### Your instructions
Only these lines are needed: the first line of the entries below through the line with "const std::string &jer_tag, bool", each returned exactly.

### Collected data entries
━━━━━━━━━━
PR #320, opened 2025-06-03
Dev pr bugfixes

ysfseday:
type of genmatch modified

### DIFF
--- a/include/jets.hxx
+++ b/include/jets.hxx
@@ -18,8 +18,9 @@ PtCorrectionMC(ROOT::RDF::RNode df,
                const std::string &jer_tag, bool reapply_jes,
                const int &jes_shift, const std::string &jer_shift);
 ROOT::RDF::RNode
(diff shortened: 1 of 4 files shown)


nshadskiy:
The build step is failing due to the change of the gen_match type.
```bash
2: terminate called after throwing an instance of 'std::runtime_error'
2:   what():  RDataFrame: type mismatch: column "tau_gen_match_2" is being used as int but the Define or Vary node advertises it as unsigned char
2/2 Test #2: crown_ntuple_unittest_config_dyjets_2018 ...Subprocess aborted***Exception:  21.30 sec
```
You also need to adjust the python producers in `analysis_configurations/unittest` and  `analysis_configurations/template_analysis`.

nshadskiy (approved):
Looks good. I suggest that we still merge it despite the error. I will work on only having one gen match definition in https://github.com/KIT-CMS/CROWN/pull/319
━━━━━━━━━━
### Result below
PR #320, opened 2025-06-03
Dev pr bugfixes

ysfseday:
type of genmatch modified

### DIFF
--- a/include/jets.hxx
+++ b/include/jets.hxx
@@ -18,8 +18,9 @@ PtCorrectionMC(ROOT::RDF::RNode df,
                const std::string &jer_tag, bool reapply_jes,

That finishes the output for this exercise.